# YOUR ASSIGNMENT
If a line in the records below holds the word "only", copy it.

# DATA EXTRACTS
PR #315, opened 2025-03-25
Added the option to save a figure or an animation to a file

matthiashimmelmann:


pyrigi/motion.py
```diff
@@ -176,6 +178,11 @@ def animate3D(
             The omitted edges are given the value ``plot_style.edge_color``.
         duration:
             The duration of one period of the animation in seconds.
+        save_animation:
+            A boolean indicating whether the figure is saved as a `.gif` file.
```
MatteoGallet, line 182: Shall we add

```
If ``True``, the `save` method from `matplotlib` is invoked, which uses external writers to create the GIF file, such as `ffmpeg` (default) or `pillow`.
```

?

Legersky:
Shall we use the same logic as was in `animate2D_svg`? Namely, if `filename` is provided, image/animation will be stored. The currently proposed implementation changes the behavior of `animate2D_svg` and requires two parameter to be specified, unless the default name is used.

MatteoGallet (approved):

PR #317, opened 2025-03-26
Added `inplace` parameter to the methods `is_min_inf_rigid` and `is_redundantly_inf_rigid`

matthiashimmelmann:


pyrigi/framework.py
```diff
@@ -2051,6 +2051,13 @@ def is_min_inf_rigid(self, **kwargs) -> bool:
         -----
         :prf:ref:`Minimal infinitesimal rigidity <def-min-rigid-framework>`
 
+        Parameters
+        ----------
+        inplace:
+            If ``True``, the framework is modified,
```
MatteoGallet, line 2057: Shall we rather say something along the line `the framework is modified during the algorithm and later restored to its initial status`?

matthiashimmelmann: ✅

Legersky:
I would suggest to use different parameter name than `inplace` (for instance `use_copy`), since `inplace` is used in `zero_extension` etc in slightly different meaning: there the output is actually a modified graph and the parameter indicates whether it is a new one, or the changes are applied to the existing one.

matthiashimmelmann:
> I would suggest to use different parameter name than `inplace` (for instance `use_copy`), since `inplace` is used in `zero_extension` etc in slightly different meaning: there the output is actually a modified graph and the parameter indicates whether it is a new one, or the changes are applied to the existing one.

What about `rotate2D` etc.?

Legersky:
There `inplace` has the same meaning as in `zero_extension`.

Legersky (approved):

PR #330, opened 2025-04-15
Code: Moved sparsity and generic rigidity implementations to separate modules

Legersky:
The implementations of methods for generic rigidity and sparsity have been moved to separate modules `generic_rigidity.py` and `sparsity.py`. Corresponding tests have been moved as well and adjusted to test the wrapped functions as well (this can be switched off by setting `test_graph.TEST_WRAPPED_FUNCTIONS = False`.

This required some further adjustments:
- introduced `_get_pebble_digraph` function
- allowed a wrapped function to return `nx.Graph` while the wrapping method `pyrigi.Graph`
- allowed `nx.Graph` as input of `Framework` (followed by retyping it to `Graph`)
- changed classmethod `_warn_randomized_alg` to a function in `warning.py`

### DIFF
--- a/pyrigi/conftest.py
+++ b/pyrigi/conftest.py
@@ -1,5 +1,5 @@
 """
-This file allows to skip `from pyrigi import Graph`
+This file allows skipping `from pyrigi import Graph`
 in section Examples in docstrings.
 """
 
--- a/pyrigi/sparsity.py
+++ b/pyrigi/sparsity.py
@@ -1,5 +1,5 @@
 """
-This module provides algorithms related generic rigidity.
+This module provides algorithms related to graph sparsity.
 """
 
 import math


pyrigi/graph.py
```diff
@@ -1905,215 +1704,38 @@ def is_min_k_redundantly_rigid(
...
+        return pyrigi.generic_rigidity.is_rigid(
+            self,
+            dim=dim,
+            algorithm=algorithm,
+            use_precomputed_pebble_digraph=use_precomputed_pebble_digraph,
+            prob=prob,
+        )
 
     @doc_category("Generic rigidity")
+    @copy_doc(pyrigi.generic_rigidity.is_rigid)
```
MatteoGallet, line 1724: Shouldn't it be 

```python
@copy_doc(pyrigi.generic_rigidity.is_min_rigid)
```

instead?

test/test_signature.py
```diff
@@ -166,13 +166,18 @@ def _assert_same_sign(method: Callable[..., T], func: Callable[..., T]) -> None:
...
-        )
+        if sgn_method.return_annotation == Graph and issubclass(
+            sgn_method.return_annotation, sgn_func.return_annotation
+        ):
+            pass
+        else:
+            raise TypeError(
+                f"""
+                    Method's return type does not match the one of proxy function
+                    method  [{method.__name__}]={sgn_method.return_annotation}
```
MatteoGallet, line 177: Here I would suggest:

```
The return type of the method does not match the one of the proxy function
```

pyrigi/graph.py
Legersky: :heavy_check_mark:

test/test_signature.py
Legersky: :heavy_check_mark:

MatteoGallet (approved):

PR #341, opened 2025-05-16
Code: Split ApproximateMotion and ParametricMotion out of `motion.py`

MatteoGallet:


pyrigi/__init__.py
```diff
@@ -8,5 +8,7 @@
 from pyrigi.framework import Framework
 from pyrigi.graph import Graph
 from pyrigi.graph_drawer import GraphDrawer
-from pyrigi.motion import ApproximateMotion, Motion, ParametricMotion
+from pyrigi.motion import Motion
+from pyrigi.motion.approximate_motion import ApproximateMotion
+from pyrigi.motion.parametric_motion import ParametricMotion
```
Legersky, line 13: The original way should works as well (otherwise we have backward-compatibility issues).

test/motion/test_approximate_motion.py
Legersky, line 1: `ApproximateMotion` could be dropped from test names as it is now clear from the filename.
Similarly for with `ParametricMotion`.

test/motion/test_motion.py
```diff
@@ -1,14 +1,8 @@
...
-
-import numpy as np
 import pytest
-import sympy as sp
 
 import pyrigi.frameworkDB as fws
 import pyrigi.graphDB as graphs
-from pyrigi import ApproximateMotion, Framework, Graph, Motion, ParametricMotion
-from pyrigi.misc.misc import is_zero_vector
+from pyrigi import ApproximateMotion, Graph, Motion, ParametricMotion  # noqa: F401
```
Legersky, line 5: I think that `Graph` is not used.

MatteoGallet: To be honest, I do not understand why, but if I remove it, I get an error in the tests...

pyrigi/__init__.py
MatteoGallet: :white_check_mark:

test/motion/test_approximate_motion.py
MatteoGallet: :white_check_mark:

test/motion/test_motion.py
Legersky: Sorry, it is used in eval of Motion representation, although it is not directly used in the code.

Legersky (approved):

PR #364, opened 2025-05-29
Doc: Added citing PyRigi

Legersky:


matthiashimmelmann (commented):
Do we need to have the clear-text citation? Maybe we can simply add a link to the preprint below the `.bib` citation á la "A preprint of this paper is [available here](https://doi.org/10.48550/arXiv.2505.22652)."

...

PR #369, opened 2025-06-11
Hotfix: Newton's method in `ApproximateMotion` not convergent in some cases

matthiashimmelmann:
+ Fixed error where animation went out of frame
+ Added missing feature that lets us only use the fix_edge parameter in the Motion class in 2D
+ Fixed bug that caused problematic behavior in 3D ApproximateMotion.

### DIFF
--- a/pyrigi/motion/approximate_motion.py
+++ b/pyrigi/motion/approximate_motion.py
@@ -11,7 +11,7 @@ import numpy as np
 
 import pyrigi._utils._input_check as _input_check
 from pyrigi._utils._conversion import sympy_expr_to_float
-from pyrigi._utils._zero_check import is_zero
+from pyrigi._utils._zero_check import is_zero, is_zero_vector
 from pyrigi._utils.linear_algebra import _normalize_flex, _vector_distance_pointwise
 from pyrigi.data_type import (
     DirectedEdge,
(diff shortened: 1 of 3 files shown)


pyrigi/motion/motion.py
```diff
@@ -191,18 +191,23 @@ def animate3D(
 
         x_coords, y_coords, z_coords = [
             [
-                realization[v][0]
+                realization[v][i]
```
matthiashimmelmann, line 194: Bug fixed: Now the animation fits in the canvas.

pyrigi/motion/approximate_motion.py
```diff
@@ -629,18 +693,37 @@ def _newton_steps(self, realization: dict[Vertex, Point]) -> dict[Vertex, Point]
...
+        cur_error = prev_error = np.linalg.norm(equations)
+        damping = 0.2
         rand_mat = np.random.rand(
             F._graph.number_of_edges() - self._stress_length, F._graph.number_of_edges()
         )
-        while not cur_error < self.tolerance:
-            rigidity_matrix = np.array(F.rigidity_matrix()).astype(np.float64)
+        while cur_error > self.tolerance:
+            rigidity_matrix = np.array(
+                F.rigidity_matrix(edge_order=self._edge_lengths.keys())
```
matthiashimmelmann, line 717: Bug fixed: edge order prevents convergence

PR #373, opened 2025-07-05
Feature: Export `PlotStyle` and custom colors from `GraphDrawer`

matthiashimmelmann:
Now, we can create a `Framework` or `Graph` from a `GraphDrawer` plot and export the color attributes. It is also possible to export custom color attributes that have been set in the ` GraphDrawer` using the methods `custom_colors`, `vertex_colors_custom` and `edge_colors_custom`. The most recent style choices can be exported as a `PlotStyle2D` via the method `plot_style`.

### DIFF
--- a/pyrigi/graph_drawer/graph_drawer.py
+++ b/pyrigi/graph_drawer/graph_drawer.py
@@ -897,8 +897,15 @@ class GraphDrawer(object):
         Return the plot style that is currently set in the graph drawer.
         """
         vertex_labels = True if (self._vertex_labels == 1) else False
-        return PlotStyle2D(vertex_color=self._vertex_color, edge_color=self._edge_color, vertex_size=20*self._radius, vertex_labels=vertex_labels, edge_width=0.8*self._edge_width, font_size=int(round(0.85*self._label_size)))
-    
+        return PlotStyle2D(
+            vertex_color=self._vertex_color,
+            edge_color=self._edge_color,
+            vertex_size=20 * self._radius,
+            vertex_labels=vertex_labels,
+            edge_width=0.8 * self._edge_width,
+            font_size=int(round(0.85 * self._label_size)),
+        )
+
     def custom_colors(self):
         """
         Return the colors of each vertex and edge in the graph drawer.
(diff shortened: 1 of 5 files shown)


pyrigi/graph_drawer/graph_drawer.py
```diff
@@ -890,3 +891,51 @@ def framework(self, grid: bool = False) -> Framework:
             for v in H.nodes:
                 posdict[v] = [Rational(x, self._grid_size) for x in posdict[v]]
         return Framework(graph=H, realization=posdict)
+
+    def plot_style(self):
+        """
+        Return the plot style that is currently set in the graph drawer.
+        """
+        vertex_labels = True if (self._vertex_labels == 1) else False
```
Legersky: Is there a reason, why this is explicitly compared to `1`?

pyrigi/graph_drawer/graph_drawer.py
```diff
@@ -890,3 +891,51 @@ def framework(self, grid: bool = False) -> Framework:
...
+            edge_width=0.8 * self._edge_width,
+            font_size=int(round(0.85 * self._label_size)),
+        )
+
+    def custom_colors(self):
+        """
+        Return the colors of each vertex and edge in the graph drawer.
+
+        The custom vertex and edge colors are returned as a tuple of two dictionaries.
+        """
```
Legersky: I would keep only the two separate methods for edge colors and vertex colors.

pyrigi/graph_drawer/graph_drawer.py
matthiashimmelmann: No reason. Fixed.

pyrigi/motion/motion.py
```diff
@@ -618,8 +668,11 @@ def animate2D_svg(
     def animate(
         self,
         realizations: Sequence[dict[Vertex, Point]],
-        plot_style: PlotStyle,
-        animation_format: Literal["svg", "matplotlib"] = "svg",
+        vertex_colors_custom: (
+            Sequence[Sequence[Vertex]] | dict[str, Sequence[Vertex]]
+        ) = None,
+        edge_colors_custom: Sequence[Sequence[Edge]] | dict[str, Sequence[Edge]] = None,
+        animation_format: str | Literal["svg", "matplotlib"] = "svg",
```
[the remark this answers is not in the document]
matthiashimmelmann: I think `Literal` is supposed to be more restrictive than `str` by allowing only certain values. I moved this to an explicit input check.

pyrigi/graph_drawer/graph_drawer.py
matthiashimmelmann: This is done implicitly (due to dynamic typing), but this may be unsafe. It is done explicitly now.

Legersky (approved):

# REPLY TO THE TASK
+ Added missing feature that lets us only use the fix_edge parameter in the Motion class in 2D
Legersky: I would keep only the two separate methods for edge colors and vertex colors.
matthiashimmelmann: I think `Literal` is supposed to be more restrictive than `str` by allowing only certain values. I moved this to an explicit input check.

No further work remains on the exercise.